:: WHAT TO WORK ON ::
The records below need to be restated word for word.

:: STORED DATA ::

*** Begin section ***

PR #611, opened 2021-04-13
Speed up reference loading.

martindurant:


martindurant:
Changes of note:
- use ujson to parse, if it is installed. Actually, that's not even necessarily the fastest, but it seems very common
- option "simple templates" which, if True, uses replace instead of jinja
- LRU cache for the templating (is simple_templates is False)
- quicker exit from building the directory cache

One obvious thing not implemented here is to have the directory listing be lazy, rather than computed up front. That will become more important when the size of the reference set itself becomes significant.

martindurant:
Folded into #640

PR #617, opened 2021-04-21
Add ability to interrupt all fsspec IO tasks

martindurant:
The idea is, that if for some reason fsspec IO has hanged, we can kick out the stalled tasks and/or get debug information about them. This could be called with `client.run()` in the dask distributed context


martindurant:
@mrocklin , I thought you might be interested in this possible companion PR. **IF** we see hangs from fsspec in workers, this might help to diagnose or work around them. Note that it ensures (hope!) that the future waiting on IO in another thread also finishes.

@shalin07 , if you are breve, you could try calling this on a cluster once you see problems.
ref: https://github.com/dask/dask/issues/7547

PR #627, opened 2021-04-30
Add exists as core method to fsspec

evinism:
Several times, I've used fsspec and been disappointed that there hasn't been an "exists" function on the top level, in the exact same way that there's an "open" function on the top level. 

This pull adds one!

Let me know if you don't think this is a good addition for whatever reason.

### DIFF
--- a/fsspec/__init__.py
+++ b/fsspec/__init__.py
@@ -9,7 +9,7 @@ except ImportError:  # python < 3.8
 
 from . import caching
 from ._version import get_versions
-from .core import get_fs_token_paths, open, open_files, open_local
+from .core import get_fs_token_paths, open, open_files, open_local, exists
 from .mapping import FSMap, get_mapper
 from .registry import (
     filesystem,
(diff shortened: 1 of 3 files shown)


martindurant:
I appreciate the desire

Ref: https://github.com/intake/filesystem_spec/issues/41

There are *many* methods that we wish would be top-level usable, and I think that rather than add them one--by-one, we would be better off making a general class for it. How would you imagine your function working in the presence of chained URLs, e.g., with file caching? Would you pass through kwargs every time (and how do you do that if you include multiple filesystems?)?

Note that `open_file`/`open` is special, since it returns `OpenFile`/`OpenFiles` objects (unlike the file-like object of the implementation `open` methods) that are guaranteed serialisation safe, and support extra features such as transparent compression and text mode.

evinism:
Thank you for the feedback! If this difficulty continues to be an issue for us, I'll submit a proposal for such a universal file system.

PR #628, opened 2021-04-30
Add s3a:// as an alias for s3://

evinism:
s3fs operates on both `s3://` and `s3a://`-style protocols. We might consider doing the same for fsspec.

### DIFF
--- a/fsspec/registry.py
+++ b/fsspec/registry.py
@@ -135,6 +135,7 @@ known_implementations = {
         "err": 'webHDFS access requires "requests" to be installed',
     },
     "s3": {"class": "s3fs.S3FileSystem", "err": "Install s3fs to access S3"},
+    "s3a": {"class": "s3fs.S3FileSystem", "err": "Install s3fs to access S3"},
     "adl": {
         "class": "adlfs.AzureDatalakeFileSystem",
         "err": "Install adlfs to access Azure Datalake Gen1",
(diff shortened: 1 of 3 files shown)


amotl:
Hi Martin,

this topic sparked my interest and I was pleasured to find a nice overview at [1]. Do you believe it would make sense to also explicitly add `s3n` here?

With kind regards,
Andreas.

[1] https://stackoverflow.com/questions/33356041/technically-what-is-the-difference-between-s3n-s3a-and-s3

---

### S3 Native FileSystem (URI scheme: s3n)
> A native filesystem for reading and writing regular files on S3. The advantage of this filesystem is that you can access files on S3 that were written with other tools. Conversely, other tools can access files written using Hadoop. The disadvantage is the 5GB limit on file size imposed by S3.

### S3A (URI scheme: s3a)
> A successor to the S3 Native, s3n fs, the S3a: system uses Amazon's libraries to interact with S3. This allows S3a to support larger files (no more 5GB limit), higher performance operations and more. The filesystem is intended to be a replacement for/successor to S3 Native: all objects accessible from s3n:// URLs should also be accessible from s3a simply by replacing the URL schema.

### S3 Block FileSystem (URI scheme: s3)
> A block-based filesystem backed by S3. Files are stored as blocks, just like they are in HDFS. This permits efficient implementation of renames. This filesystem requires you to dedicate a bucket for the filesystem - you should not use an existing bucket containing files, or write other files to the same bucket. The files stored by this filesystem can be larger than 5GB, but they are not interoperable with other S3 tools.

martindurant:
Probably no - "n" for "native" implies Hadoop implementation, which is not true for s3fs. In practice, I have not had people expect "s3n" to work here.

amotl:
> Probably no - "n" for "native" implies Hadoop implementation, which is not true for s3fs.

I understand. Thanks for educating me on this topic!

PR #629, opened 2021-05-03
asyn: use throttling for the get/put of AsyncFileSystem

### LINKED ISSUE #618: async: use some sort of chunking when calling put()/get()
The current implementation of async put runs all `_put_file` calls under the hood concurrently, which results with python opening all files at the same time and possibly hitting the open file limit.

*** End section ***

:: TASK SOLUTION ::
PR #611, opened 2021-04-13
Speed up reference loading.

martindurant:


martindurant:
Changes of note:
- use ujson to parse, if it is installed. Actually, that's not even necessarily the fastest, but it seems very common
- option "simple templates" which, if True, uses replace instead of jinja
- LRU cache for the templating (is simple_templates is False)
- quicker exit from building the directory cache

One obvious thing not implemented here is to have the directory listing be lazy, rather than computed up front. That will become more important when the size of the reference set itself becomes significant.

martindurant:
Folded into #640

PR #617, opened 2021-04-21
Add ability to interrupt all fsspec IO tasks

martindurant:
The idea is, that if for some reason fsspec IO has hanged, we can kick out the stalled tasks and/or get debug information about them. This could be called with `client.run()` in the dask distributed context


martindurant:
@mrocklin , I thought you might be interested in this possible companion PR. **IF** we see hangs from fsspec in workers, this might help to diagnose or work around them. Note that it ensures (hope!) that the future waiting on IO in another thread also finishes.

@shalin07 , if you are breve, you could try calling this on a cluster once you see problems.
ref: https://github.com/dask/dask/issues/7547

PR #627, opened 2021-04-30
Add exists as core method to fsspec

evinism:
Several times, I've used fsspec and been disappointed that there hasn't been an "exists" function on the top level, in the exact same way that there's an "open" function on the top level. 

This pull adds one!

Let me know if you don't think this is a good addition for whatever reason.

### DIFF
--- a/fsspec/__init__.py
+++ b/fsspec/__init__.py
@@ -9,7 +9,7 @@ except ImportError:  # python < 3.8
 
 from . import caching
 from ._version import get_versions
-from .core import get_fs_token_paths, open, open_files, open_local
+from .core import get_fs_token_paths, open, open_files, open_local, exists
 from .mapping import FSMap, get_mapper
 from .registry import (
     filesystem,
(diff shortened: 1 of 3 files shown)


martindurant:
I appreciate the desire

Ref: https://github.com/intake/filesystem_spec/issues/41

There are *many* methods that we wish would be top-level usable, and I think that rather than add them one--by-one, we would be better off making a general class for it. How would you imagine your function working in the presence of chained URLs, e.g., with file caching? Would you pass through kwargs every time (and how do you do that if you include multiple filesystems?)?

Note that `open_file`/`open` is special, since it returns `OpenFile`/`OpenFiles` objects (unlike the file-like object of the implementation `open` methods) that are guaranteed serialisation safe, and support extra features such as transparent compression and text mode.

evinism:
Thank you for the feedback! If this difficulty continues to be an issue for us, I'll submit a proposal for such a universal file system.

PR #628, opened 2021-04-30
Add s3a:// as an alias for s3://

evinism:
s3fs operates on both `s3://` and `s3a://`-style protocols. We might consider doing the same for fsspec.

### DIFF
--- a/fsspec/registry.py
+++ b/fsspec/registry.py
@@ -135,6 +135,7 @@ known_implementations = {
         "err": 'webHDFS access requires "requests" to be installed',
     },
     "s3": {"class": "s3fs.S3FileSystem", "err": "Install s3fs to access S3"},
+    "s3a": {"class": "s3fs.S3FileSystem", "err": "Install s3fs to access S3"},
     "adl": {
         "class": "adlfs.AzureDatalakeFileSystem",
         "err": "Install adlfs to access Azure Datalake Gen1",
(diff shortened: 1 of 3 files shown)


amotl:
Hi Martin,

this topic sparked my interest and I was pleasured to find a nice overview at [1]. Do you believe it would make sense to also explicitly add `s3n` here?

With kind regards,
Andreas.

[1] https://stackoverflow.com/questions/33356041/technically-what-is-the-difference-between-s3n-s3a-and-s3

---

### S3 Native FileSystem (URI scheme: s3n)
> A native filesystem for reading and writing regular files on S3. The advantage of this filesystem is that you can access files on S3 that were written with other tools. Conversely, other tools can access files written using Hadoop. The disadvantage is the 5GB limit on file size imposed by S3.

### S3A (URI scheme: s3a)
> A successor to the S3 Native, s3n fs, the S3a: system uses Amazon's libraries to interact with S3. This allows S3a to support larger files (no more 5GB limit), higher performance operations and more. The filesystem is intended to be a replacement for/successor to S3 Native: all objects accessible from s3n:// URLs should also be accessible from s3a simply by replacing the URL schema.

### S3 Block FileSystem (URI scheme: s3)
> A block-based filesystem backed by S3. Files are stored as blocks, just like they are in HDFS. This permits efficient implementation of renames. This filesystem requires you to dedicate a bucket for the filesystem - you should not use an existing bucket containing files, or write other files to the same bucket. The files stored by this filesystem can be larger than 5GB, but they are not interoperable with other S3 tools.

martindurant:
Probably no - "n" for "native" implies Hadoop implementation, which is not true for s3fs. In practice, I have not had people expect "s3n" to work here.

amotl:
> Probably no - "n" for "native" implies Hadoop implementation, which is not true for s3fs.

I understand. Thanks for educating me on this topic!

PR #629, opened 2021-05-03
asyn: use throttling for the get/put of AsyncFileSystem

### LINKED ISSUE #618: async: use some sort of chunking when calling put()/get()
The current implementation of async put runs all `_put_file` calls under the hood concurrently, which results with python opening all files at the same time and possibly hitting the open file limit.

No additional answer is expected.